But I come to England, to Britain, because I truly feel that it puts me in the midst of a vibrant arts community, one that opens my consciousness to ‘life more abundant’, one that continuously invigorates and exhilarates me, that lets me feel and makes me think. When I stop for a coffee at Canteen in St Martin’s Court, where Jimmy and Karim greet me as if I were a daily regular and not just a twice-a-year interloper, I am just steps away from Wyndham’s, St Martin’s Lane, Shakespeare and Charlie Chaplin in Leicester Square, the Garrick, the National Portrait Gallery, the concerts at St Martin-in-the-Fields – and I have a transcendent feeling of well-being.
I am therefore greatly troubled by the headline in yesterday’s Guardian, ‘England’s arts face bloodiest cull in half a century as funds are cut for 200 groups.’ Yes, it’s good that the biggest organisations have ‘fared well’ and that 41 organisations have seen their allotments doubled – I begrudge them nothing. But something is surely wrong when the Exeter Northcott Theatre loses its funding, at least partly because it is alleged not to be doing enough to widen its audience base, while Eastern Angles touring theatre, which does take theatre to ‘the most far-flung communities of East Anglia’, sees its funding cut in half. And surely it is not necessary to withdraw all funding from the National Student Drama Festival, a productive enterprise for more than 40 years, and to withdraw it just three months before the 2008 festival is due to take place.

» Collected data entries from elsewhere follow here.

PR #5637, opened 2021-05-11
DHFPROD-7169: Add primary keys to matching preview response

ryanjdew:
#### Checklist: 
```diff
- Note: do not change the below
```

-  ##### Owner:

- [x] Added Tests
  

- ##### Reviewer:

- [x] Reviewed Tests

### DIFF
--- a/marklogic-data-hub/src/main/resources/ml-modules/root/data-hub/5/mastering/preview-matching-activity-lib.xqy
+++ b/marklogic-data-hub/src/main/resources/ml-modules/root/data-hub/5/mastering/preview-matching-activity-lib.xqy
@@ -2,8 +2,10 @@ xquery version "1.0-ml";
 
 module namespace pma = "http://marklogic.com/smart-mastering/preview-matching-activity-lib";
 
+import module namespace hent = "http://marklogic.com/data-hub/hub-entities"
+  at "/data-hub/5/impl/hub-entities.xqy";
 import module namespace matcher = "http://marklogic.com/smart-mastering/matcher"
-  at "/com.marklogic.smart-mastering/matcher.xqy";
+at "/com.marklogic.smart-mastering/matcher.xqy";
 
 declare variable $PMA-MAX-RESULTS := 100;
 declare variable $DEFAULT-URI-SAMPLE-SIZE := 20;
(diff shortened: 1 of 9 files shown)


ryanjdew:
@rjrudin They are for a more friendly display of identifiers than URIs. If a field is configured as a primary key and it isn't intended to be unique that seems to indicate a misconfiguration on the part of the user.

marklogic-data-hub/src/main/resources/ml-modules/root/data-hub/5/mastering/preview-matching-activity-lib.xqy
```diff
@@ -158,11 +156,47 @@ declare function pma:preview-matching-activity(
...
   (
     map:put($obj, "sampleSize", $sample-size),
+    map:put($obj, "primaryKeys", $primary-keys),
     map:put($obj, "uris", json:to-array($uris)),
     map:put($obj, "actionPreview", json:to-array($all-results))
   )
   return xdmp:to-json($obj)/node()
 };
+
+declare function pma:primary-keys-for-uris(
```
rjrudin, line 172: This seems generic to entity instances - i.e. "I have N entity instance URIs, and I know the entity type; I want identifiers for all of them. 

That seems like a candidate for adding to entity-lib - e.g. "getEntityIdentifiers(uris, entityType)" - but that would have the downside here of XQuery having to call JS. 

Thoughts on that sort of function living in hub-entities.xqy, which at least is in XQuery?

ryanjdew: That makes sense. I'll move it to hub-entities.xqy and provide also add a JS function in entity-lib that calls the XQuery.

Should I make the signature `find-entity-identifiers($uris, $entity-type)/findEntityIdentifiers(uris, entityType) ` since there is a SPARQL query?

rjrudin: Yes, "find" is a good choice.

ryanjdew: @rjrudin Okay. I've updated the PR with the function moved and added additional tests specifically for the common JS function.

rjrudin (approved):

AkshayBajajML (approved):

Although reasons for particular cuts are just beginning to emerge, the Guardian reports that the Arts Council ‘believes it is better to put money into theatre training for students through the further and higher education sectors’. Putting money into education usually strikes me as quite a good thing. But is it good to fund education by withdrawing money from those who are producing art at this very moment? I want to see productions by Kneehigh and Punchdrunk and the Fierce festival. (I want to see them also in Mold and on Mull, for that matter.)
I am disquieted by the setting of arts agendas by persons other than artists, and I know that many others share this disquiet. In February 2005, for instance, Christopher Frayling, chair of ACE, expressed ‘his concern that the sacrosanct principle of arm’s length funding of the arts had been undermined’ grievously. Tessa Jowell, then Secretary of State for Culture, Media and Sport, is quoted in The Stage (8 March 2005) as saying, ‘Our relationship with ACE is good and positive…I have never, ever felt from them that they feel controlled by us.’ Her successor, James Purnell, might ask again today.
Ministers and other government officials often speak of the need for ‘measurable outcomes’. They crave knowing how many teenage pregnancies have been thwarted, how many newcomers from other lands have been enrolled in the WI, and how many of these desirable outcomes are due to ‘art’ – a skit or a poster, perhaps. Such ministers speak of ‘measurable outcomes’ in tones that suggest that the speakers do not expect to be denied.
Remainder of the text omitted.